Nos están mareando (confundiendo) demasiado con lo que comemos en los últimos tiempos. Mal asunto. Si de algo debemos de estar seguros es de que lo que ingerimos no daña y, además, es sano. Pero no ocurre así en el climax máximo de cocineros y fogones, cuando preparar una merluza en salsa verde es prime time y los cocineros michelín son todos hijos de Zeus aunque muchos tengan cara de cemento. Resulta que son sospechosos el azúcar, las harinas, todas las grasas, las salsas, los platos preparados, las sacarinas, los aceites de palma y cacahuete y ¡cuidado con el agua que bebes! 

Aunque lo más grave es esa amenaza fantasma que sostiene que los platos preparados, precocinados y los aditivos, de acá y allá, que se añaden a centenares de alimentos básicos como el pan, la leche, el jamón... no son de fiar: o  te engañan vendiendo por leche de vaca lo que es suero,  o te meten grasas saturadas divinas de la muerte hasta por el orto. 

Lo más curioso, no obstante,  es que quienes divulgan masivamente estas advertencias te aseguran que el alimento sospechoso lo come el pobre. Claro que es un alimento seguro, eso sí, pues casi nadie muere de diarrea ya, pero que te enferma  lentamente hasta conducirte sin remisión en el mundo de la diabetes, el cancer o las enfermedades cardiovasculares. Y claman porque abominemos de esas salsas de las que el fabricante sólo sabe que no matan; o pugnan porque impongamos al azúcar los impuestos del alcohol (¿por cierto, la cerveza normal tiene alcohol?) y se quedan tan panchos: más sabios y responsables que un Nobel. 

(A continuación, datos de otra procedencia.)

PR #15699, opened 2023-01-24
Adds check for volume existence in oci driver's createVolume()

### LINKED ISSUE #15697: oci.PrepareContainerNode() fails in subsequent calls with ociBin == Podman
### What Happened?

The `minikube start --driver=podman --container-runtime=crio` run,
fails reporting errors in the "🤦  StartHost failed" message, but the errors reported 
at the end of the output are deceiving:
```
❌  Exiting due to GUEST_PROVISION: Failed to start host: creating host: create: creating: setting up container node: creating volume for minikube container: podman volume create minikube --label name.minikube.sigs.k8s.io=minikube --label created_by.minikube.sigs.k8s.io=true: exit status 125
stdout:

stderr:
Error: volume with name minikube already exists: volume already exists
```
The creation of the podman volume was not the cause of the issue..   
What happens is that:
+ h.Driver.Create is called inside pkg/minikube/machine.Create
+ First call for oci.PrepareContainerNode() -- success -- inside pkg/drivers/kic.Create()
+ oci.CreateContainerNode() gets called
+ createContainer() is called -- returning no err and effectively creating container
+ fail on retry.Expo(checkRunning(p), 15*time.Millisecond, 25*time.Second)
++++++ Another attempt is made inside pkg/minikube/node.startHostInternal()
+ This time we block inside Second call of oci.PrepareContainerNode() -- returns err

```
😄  minikube v1.28.0 on Ubuntu 22.10
    ▪ MINIKUBE_ROOTLESS=true
✨  Using the podman driver based on user configuration
📌  Using rootless Podman driver
🔥  Creating podman container (CPUs=2, Memory=8000MB) ...- [*] Volume creation cmd: podman volume create minikube --label name.minikube.sigs.k8s.io=minikube --label created_by.minikube.sigs.k8s.io=true

✋  Stopping node "minikube"  ...
🔥  Deleting "minikube" in podman ...
🤦  StartHost failed, but will try again: creating host: create: creating: create kic node: container name "minikube": log: 2023-01-24T17:14:37.586373000+02:00 + grep -qw cpu /sys/fs/cgroup/cgroup.controllers
2023-01-24T17:14:37.587304000+02:00 + echo 'ERROR: UserNS: cpu controller needs to be delegated'
2023-01-24T17:14:37.587405000+02:00 ERROR: UserNS: cpu controller needs to be delegated
2023-01-24T17:14:37.587478000+02:00 + exit 1: container exited unexpectedly
🔥  Creating podman container (CPUs=2, Memory=8000MB) ...- [*] Volume creation cmd: podman volume create minikube --label name.minikube.sigs.k8s.io=minikube --label created_by.minikube.sigs.k8s.io=true

😿  Failed to start podman container. Running "minikube delete" may fix it: creating host: create: creating: setting up container node: creating volume for minikube container: podman volume create minikube --label name.minikube.sigs.k8s.io=minikube --label created_by.minikube.sigs.k8s.io=true: exit status 125
stdout:

stderr:
Error: volume with name minikube already exists: volume already exists


❌  Exiting due to GUEST_PROVISION: Failed to start host: creating host: create: creating: setting up container node: creating volume for minikube container: podman volume create minikube --label name.minikube.sigs.k8s.io=minikube --label created_by.minikube.sigs.k8s.io=true: exit status 125
stdout:

stderr:
Error: volume with name minikube already exists: volume already exists
```
##### Docker
`$ docker volume create minikube`
`minikube`
`$ docker volume create minikube`
`minikube`

##### Podman
`$ podman volume create minikube`
`minikube`
`$ podman volume create minikube`
`Error: volume with name minikube already exists: volume already exists`

### Attach the log file

.

### Operating System

Ubuntu

### Driver

Podman

x7upLime:
As the function's description states:
It should not return err or change labels if volume already exists..

fixes #15697

### DIFF
--- a/pkg/drivers/kic/oci/volumes.go
+++ b/pkg/drivers/kic/oci/volumes.go
@@ -144,15 +144,16 @@ func ExtractTarballToVolume(ociBin string, tarballPath, volumeName, imageName st
 // createVolume creates a volume to be attached to the container with correct labels and prefixes based on profile name
 // Caution ! if volume already exists does NOT return an error and will not apply the minikube labels on it.
 func createVolume(ociBin string, profile string, nodeName string) error {
-	if rr, err := runCmd(exec.Command(ociBin, "volume", "create", nodeName, "--label", fmt.Sprintf("%s=%s", ProfileLabelKey, profile), "--label", fmt.Sprintf("%s=%s", CreatedByLabelKey, "true"))); err != nil {
+	rr, err := runCmd(exec.Command(ociBin, "volume", "create", nodeName, "--label", fmt.Sprintf("%s=%s", ProfileLabelKey, profile), "--label", fmt.Sprintf("%s=%s", CreatedByLabelKey, "true")))
+	if err != nil {
 		if strings.Contains(rr.Stderr.String(), "volume already exists") && ociBin == Podman {
 			// podman doesn't fail as gracefully as docker when a volume already exists.
 			// we're reusing the same NODENAME volume:
 			return nil
 		}
-		return err
 	}
-	return nil
+
+	return err
 }
 
 // prepareVolumeSideCar will copy the initial content of the mount point by starting a temporary container to check the expected content
--- a/pkg/drivers/kic/oci/volumes.go
+++ b/pkg/drivers/kic/oci/volumes.go
@@ -143,12 +143,17 @@ func ExtractTarballToVolume(ociBin string, tarballPath, volumeName, imageName st
 
 // createVolume creates a volume to be attached to the container with correct labels and prefixes based on profile name
 // Caution ! if volume already exists does NOT return an error and will not apply the minikube labels on it.
-// TODO: this should be fixed as a part of https://github.com/kubernetes/minikube/issues/6530
 func createVolume(ociBin string, profile string, nodeName string) error {
-	if _, err := runCmd(exec.Command(ociBin, "volume", "create", nodeName, "--label", fmt.Sprintf("%s=%s", ProfileLabelKey, profile), "--label", fmt.Sprintf("%s=%s", CreatedByLabelKey, "true"))); err != nil {
-		return err
+	rr, err := runCmd(exec.Command(ociBin, "volume", "ls"))
+	if err == nil {
+		if strings.Contains(rr.Output(), nodeName) {
+			klog.Infof("Trying to create %s volume using %s: Volume already exists !", nodeName, ociBin)
+			return nil
+		}
+
+		_, err = runCmd(exec.Command(ociBin, "volume", "create", nodeName, "--label", fmt.Sprintf("%s=%s", ProfileLabelKey, profile), "--label", fmt.Sprintf("%s=%s", CreatedByLabelKey, "true")))
 	}
-	return nil
+	return err
 }
 
 // prepareVolumeSideCar will copy the initial content of the mount point by starting a temporary container to check the expected content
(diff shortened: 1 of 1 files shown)


pkg/drivers/kic/oci/volumes.go
```diff
@@ -143,12 +143,17 @@ func ExtractTarballToVolume(ociBin string, tarballPath, volumeName, imageName st
 
 // createVolume creates a volume to be attached to the container with correct labels and prefixes based on profile name
 // Caution ! if volume already exists does NOT return an error and will not apply the minikube labels on it.
-// TODO: this should be fixed as a part of https://github.com/kubernetes/minikube/issues/6530
 func createVolume(ociBin string, profile string, nodeName string) error {
-	if _, err := runCmd(exec.Command(ociBin, "volume", "create", nodeName, "--label", fmt.Sprintf("%s=%s", ProfileLabelKey, profile), "--label", fmt.Sprintf("%s=%s", CreatedByLabelKey, "true"))); err != nil {
-		return err
+	rr, err := runCmd(exec.Command(ociBin, "volume", "ls"))
```
medyagh, line 147: I dont think minikube should try to use a volume that is not created by minikube itself.
since the minikube-created volume is prefilled preload images and minikube delete also deletes that volume.(and that might have users data that was not meant to be deleted)

medyagh: this seems to be affecting the podman driver, since docker doesnt fail on recreation of a volume,

so how about we add a check for Podman Only (to avold additional calls) 

what we can do is, check for the "error" when we create and it contains "volume already exists"
and  if it is podman then we can ignore that error.

medyagh (changes requested):

pkg/drivers/kic/oci/volumes.go
x7upLime: > I dont think minikube should try to use a volume that is not created by minikube itself

Then we currently have no way to tell if the volume is minikube's or not:
The volume is not recreated during subsequent calls of docker volume create
```
$ docker volume inspect minikube 
[]
Error: No such volume: minikube

$ docker volume create minikube 
minikube

$ docker volume inspect minikube 
[
    {
        "CreatedAt": "2023-01-24T20:26:29+02:00",
        "Driver": "local",
        "Labels": {},
        "Mountpoint": "/var/lib/docker/volumes/minikube/_data",
        "Name": "minikube",
        "Options": {},
        "Scope": "local"
    }
]

$ docker volume create minikube --label name.minikube.sigs.k8s.io=minikube --label created_by.minikube.sigs.k8s.io=true
minikube

$ docker volume inspect minikube 
[
    {
        "CreatedAt": "2023-01-24T20:26:29+02:00",
        "Driver": "local",
        "Labels": {},
        "Mountpoint": "/var/lib/docker/volumes/minikube/_data",
        "Name": "minikube",
        "Options": {},
        "Scope": "local"
    }
]

## also this same examples, mounting the volume inside containers
## show that subsequent docker calls of volume create,
## doesn't change content inside the volume
```

In order to assure that the volume is minikube's, we should add an ociBin call,
and parse the  output of `ociBin volume inspect nodeName` to check for minikube labels.

x7upLime: if podman ignores the error,
it will effectively use a volume which we're not sure if it was created by minikube or not.

x7upLime: ..or I can just assure myself that a user wouldn't unintentionally use a volume named minikube, 
if not intended it to be used by minikube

En esta situación,  muy pocos de ellos ayudan a dar pistas sobre cómo podemos ir cambiando el ambiente obesogénico en el que vivimos, de qué manera abandonamos las costumbres enfermizas de ingerir el súper wopper. Es decir, por qué puñetas la fruta no se ofrece al precio de la gaseosa o el pescado deja de parecerse a la carne (?) de pollo. De esta parte del dilema público sólo hablan algunos locos extremistas y ningún poder público ha decidido trabajar en la búsqueda de fórmulas que resuelvan el enigma de por qué el tomate cuesta 5 euros el kilo. 

A mí siempre me ha perecido que poner en duda la calidad, y mucho más la seguridad de los alimentos, es una especie de terrorismo. Ese es el miedo "que más mortifica", y el que más beneficio aporta a los malvados que lo propalan con el fin de achatarrar al adversario. 

Estos intrigantes abundan hoy en las administraciones públicas y universidades, centros de investigación, redes y medios de comunicación convencionales y los que no sin tanto. Nos cuentan que para alimentar a una población mundial, que se duplicará en el horizonte del 2050, es imprescindible continuar el camino emprendido hasta ahora. Pero al tiempo, su contraparte en la investigación y la ciencia, asegura qué la mayoría de la ingesta de los paises ricos es crecientemente insana y ayuna de calidad, qué necesitamos políticas sociales que nos ayuden a salir de este manglar. 

La confusión, pues, es máxima y el aparente choque entre la industria alimentaria y una sociedad atónita, no acaba de alumbrar resultados saludables. De momento, a los únicos que les va de escándalo es a los vendedores de comida barata, ropa barata, frigoríficos baratos y motos de saldo. 

P. D. Un centro de investigación alimentaria valenciano acaba de anunciar el descubrimiento de los genes del tomate de pueblo, o sea, el bueno. Pronto crecerá bajo los plásticos con esa gracia. ¿A qué precio pondrá el kilo el mercado?